PR #200, opened 2021-01-31
MGMT-3752 controller shall print cluster operators status before exit…

tsorya:
…ing and sending last logs

### DIFF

--

REQUIRED WORK → Set out exactly the lines from the one bearing "MGMT-3752 controller shall" through the end of the data, including both ends and omitting all others.

ANSWER FOR THIS EXERCISE →
MGMT-3752 controller shall print cluster operators status before exit…

tsorya:
…ing and sending last logs

### DIFF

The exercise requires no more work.